PR #2540, opened 2022-04-29
fix(lsp): undo stdpath overload to avoid datarace

kylo252:
# Description

~~Changes to "data" are currently unstable~~

- fix(lsp): undo stdpath overload to avoid datarace
- chore(linting): minor fixes

If the user adds an LSP setup call in their `config.lua`

```lua 
require("lvim.lsp.manager").setup("ccls", {})
```
then that will be executed before we've had a chance to call `require("nvim-lsp-installer").setup {}`, which happens in `require("lvim.lsp").setup()` which in turns relies on values from `config.lua`.. 

so it seems currently difficult to allow for both, instead, we'll revert the stdpath overload to keep things consistent with the old settings 😞 

Fixes #2507

## How Has This Been Tested?

It's already the default behavior, and having this in `config.lua` no longer throws an error

```lua
require("lvim.lsp.manager").setup("emmet_ls", {})
```

PR #3893, opened 2023-02-24
refactor(bootstrap): better overrides

opalmay:
Same idea as #3855
As we are not going to deprecate not using $NVIM_APPNAME, this is still relevant.
I removed the `data` override so that it's not breaking. But at least things like `NullLsLog` will show correctly.

### DIFF
--- a/lua/lvim/bootstrap.lua
+++ b/lua/lvim/bootstrap.lua
@@ -64,11 +64,14 @@ function M:init(base_dir)
   self.lazy_install_dir = join_paths(self.pack_dir, "lazy", "opt", "lazy.nvim")
 
   ---@meta overridden to use LUNARVIM_CACHE_DIR instead, since a lot of plugins call this function internally
-  ---NOTE: changes to "data" are currently unstable, see #2507
   ---@diagnostic disable-next-line: duplicate-set-field
   vim.fn.stdpath = function(what)
     if what == "cache" then
       return _G.get_cache_dir()
+    elseif what == "config" then
+      return _G.get_config_dir()
+    elseif what == "data" then
+      return _G.get_runtime_dir()
     end
     return vim.call("stdpath", what)
   end
--- a/lua/lvim/bootstrap.lua
+++ b/lua/lvim/bootstrap.lua
@@ -73,6 +73,13 @@ function M:init(base_dir)
     return vim.call("stdpath", what)
   end
 
+  vim.api.nvim_call_function = function(fn, args)
+    if fn == "stdpath" then
+      return vim.fn.stdpath(args[1])
+    end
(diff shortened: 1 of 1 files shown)


lua/lvim/bootstrap.lua
```diff
@@ -64,15 +64,25 @@ function M:init(base_dir)
...
       return _G.get_cache_dir()
+    elseif what == "config" then
+      return _G.get_config_dir()
+      -- elseif what == "data" then
+      --   return _G.get_runtime_dir()
     end
     return vim.call("stdpath", what)
   end
 
+  vim.api.nvim_call_function = function(fn, args)
```
kylo252, line 79: is this function commonly used? or is it for covering all the basis? I'm not sure it's worth it if it's the latter, since there are quite a few ways that can still access these values.

lua/lvim/bootstrap.lua
```diff
@@ -64,15 +64,25 @@ function M:init(base_dir)
...
   ---@meta overridden to use LUNARVIM_CACHE_DIR instead, since a lot of plugins call this function internally
-  ---NOTE: changes to "data" are currently unstable, see #2507
   ---@diagnostic disable-next-line: duplicate-set-field
   vim.fn.stdpath = function(what)
     if what == "cache" then
       return _G.get_cache_dir()
+    elseif what == "config" then
+      return _G.get_config_dir()
+      -- elseif what == "data" then
+      --   return _G.get_runtime_dir()
```
kylo252, line 74:
```suggestion
```

lua/lvim/bootstrap.lua
```diff
@@ -64,15 +64,25 @@ function M:init(base_dir)
   self.lazy_install_dir = join_paths(self.pack_dir, "lazy", "opt", "lazy.nvim")
 
   ---@meta overridden to use LUNARVIM_CACHE_DIR instead, since a lot of plugins call this function internally
-  ---NOTE: changes to "data" are currently unstable, see #2507
```
kylo252, line 67: we should keep this note :smiling_face_with_tear:

lua/lvim/bootstrap.lua
```diff
@@ -64,15 +64,25 @@ function M:init(base_dir)
...
   ---@diagnostic disable-next-line: duplicate-set-field
   vim.fn.stdpath = function(what)
     if what == "cache" then
       return _G.get_cache_dir()
+    elseif what == "config" then
```
kylo252, line 71: Don't forget to update the corresponding test, see https://github.com/LunarVim/LunarVim/pull/2540/files#diff-e02939ff80b05af32ad541b952d46570ab42ca3386e9eeab4bd4990955af4687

-- Task description --
If a line in the records above includes the string "things", copy it.

-- Answer below --
so it seems currently difficult to allow for both, instead, we'll revert the stdpath overload to keep things consistent with the old settings 😞 
I removed the `data` override so that it's not breaking. But at least things like `NullLsLog` will show correctly.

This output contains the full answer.